» To do
Look through the data below and, wherever a line carries the word "interface", please copy that line.

[Start of section]

Issue #10012, opened 2019-11-26
Admin Permission not revoked when removed from LDAP Admin Group


sluetze:
If you are reporting a problem, please make sure the following information are provided:

**Expected behavior and actual behavior:**
When using LDAP Integration with Harbor I want to delegate permissions in LDAP. 
When I remove a ldap-user from the ldap-group for admin permissions I expect the permissions in harbor to be revoked.
Currently when I remove a ldap-user from the ldap-group the permissions persist, since the user gets the "is_admin" flag in harbor on initial log in

This is security relevant, since a permission revocation has to be done at multiple points (LDAP & *every* Harbor Instance)

**Steps to reproduce the problem:**
1. Configure Harbor for LDAP
1. Create a LDAP-User
1. Put LDAP-User in LDAP-Group for Admins
1. Log in with LDAP-User
1. Recognize "Admin Flag" and the possibility to be an Admin ("Configuration")
1. Log out with LDAP-User
1. Remove LDAP-User from LDAP-Group for Admins
1. Wait for Replication (when you have multi DC)
1. Log in with LDAP-User
1. Recognize "Admin Flag" and the possibility to be an Admin ("Configuration")

**Versions:**
- harbor version: 1.9.3

**Additional context:**
- none

**Fix**
don't set "is admin" flag for ldap users, since the permissions for ldap users are generated at runtime.

**workaround**
Regularly check users for admin flag and revoke admin flag

may be related to  #8052

jacekn:
I'm also affected by this.
Another path to see the issue is:
* log in as user who is member of the group set as `LDAP Group Admin DN`
* user gets admin. Log out
* change `LDAP Group Admin DN` to another group
* log in as original user, user still has admin

A workaround I found is to "Revoke admin" from all users in the users tab. After that admin LDAP group membership works correctly (members get admin, non members don't)

stonezdj:
There are two ways to make an user admin 
1. User is assigned admin privilege.
2. User is in the ldap group admin DN group 
The problem is when the user is in that LDAP group, isadmin is persistent in the database

xaleeks:
these permissions are now updated at runtime and not only during user creation.  this needs a mention in the release notes @stuclem

stonezdj:
fixed

PR #10261, opened 2019-12-13
Fix admin permission not revoked when removed from LDAP admin group(Do Not Merge)

stonezdj:
Separate the HasAdminRole(In DB) with the privileges from external auth, and use user.HasAdminPrivilege to check if the current user has admin privilege.
Fix issue: #10012

### DIFF
--- a/src/common/dao/dao_test.go
+++ b/src/common/dao/dao_test.go
@@ -626,12 +626,41 @@ func TestGetRoleByID(t *testing.T) {
 	}
 }
 
+// isAdminRole returns whether the user is admin.
+func isAdminRole(userIDOrUsername interface{}) (bool, error) {
+	u := models.User{}
+
+	switch v := userIDOrUsername.(type) {
+	case int:
+		u.UserID = v
+	case string:
+		u.Username = v
+	default:
+		return false, fmt.Errorf("invalid parameter, only int and string are supported: %v", userIDOrUsername)
+	}
+
+	if u.UserID == NonExistUserID && len(u.Username) == 0 {
+		return false, nil
+	}
+
+	user, err := GetUser(u)
+	if err != nil {
+		return false, err
+	}
+
+	if user == nil {
+		return false, nil
+	}
+
+	return user.SysAdminFlag, nil
+}
+
 func TestToggleAdminRole(t *testing.T) {
 	err := ToggleUserAdminRole(currentUser.UserID, true)
 	if err != nil {
 		t.Errorf("Error in toggle ToggleUserAdmin role: %v, user: %+v", err, currentUser)
 	}
-	isAdmin, err := IsAdminRole(currentUser.UserID)
+	isAdmin, err := isAdminRole(currentUser.UserID)
 	if err != nil {
 		t.Errorf("Error in IsAdminRole: %v, user id: %d", err, currentUser.UserID)
 	}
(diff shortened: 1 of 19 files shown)


src/common/dao/role.go
```diff
@@ -70,7 +70,7 @@ func IsAdminRole(userIDOrUsername interface{}) (bool, error) {
 		return false, nil
 	}
 
-	return user.HasAdminRole, nil
+	return user.HasAdminPrivilege(), nil
```
reasonerjt: dao pkg would better only reflect the data in DB, can we use securityCtx ?

src/common/models/user.go
```diff
@@ -34,15 +34,23 @@ type User struct {
...
-	//	RoleList     []Role `json:"role_list"`
-	HasAdminRole bool      `orm:"column(sysadmin_flag)" json:"has_admin_role"`
-	ResetUUID    string    `orm:"column(reset_uuid)" json:"reset_uuid"`
-	Salt         string    `orm:"column(salt)" json:"-"`
-	CreationTime time.Time `orm:"column(creation_time);auto_now_add" json:"creation_time"`
-	UpdateTime   time.Time `orm:"column(update_time);auto_now" json:"update_time"`
-	GroupIDs     []int     `orm:"-" json:"-"`
-	OIDCUserMeta *OIDCUser `orm:"-" json:"oidc_user_meta,omitempty"`
+	Role         int  `orm:"-" json:"role_id"`
+	HasAdminRole bool `orm:"column(sysadmin_flag)" json:"has_admin_role"`
```
reasonerjt: Can we check how "has_admin_role" in the JSON response is used, I think may be it's better we create another attribute, "sysadmin_flag" to 1:1 map to the DB column and use "HasAdminRole" to reflect to consolidated privilege?

src/core/api/user.go
```diff
@@ -151,7 +151,9 @@ func (ua *UserAPI) Get() {
 		}
 		u.Password = ""
 		if ua.userID == ua.currentUserID {
-			u.HasAdminRole = ua.SecurityCtx.IsSysAdmin()
+			// Because UI is rendered with the condition of HasAdminRole,
+			// copy admin privilege to this field to REST response for UI to render it correctly
+			u.SysAdminFlag = ua.SecurityCtx.IsSysAdmin()
```
reasonerjt: This is wrong, the systemAdminFlag should only reflects the column in DB, but `IsSysAdmin` is the merged result.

[End of section]

» Answer space
+func isAdminRole(userIDOrUsername interface{}) (bool, error) {
@@ -70,7 +70,7 @@ func IsAdminRole(userIDOrUsername interface{}) (bool, error) {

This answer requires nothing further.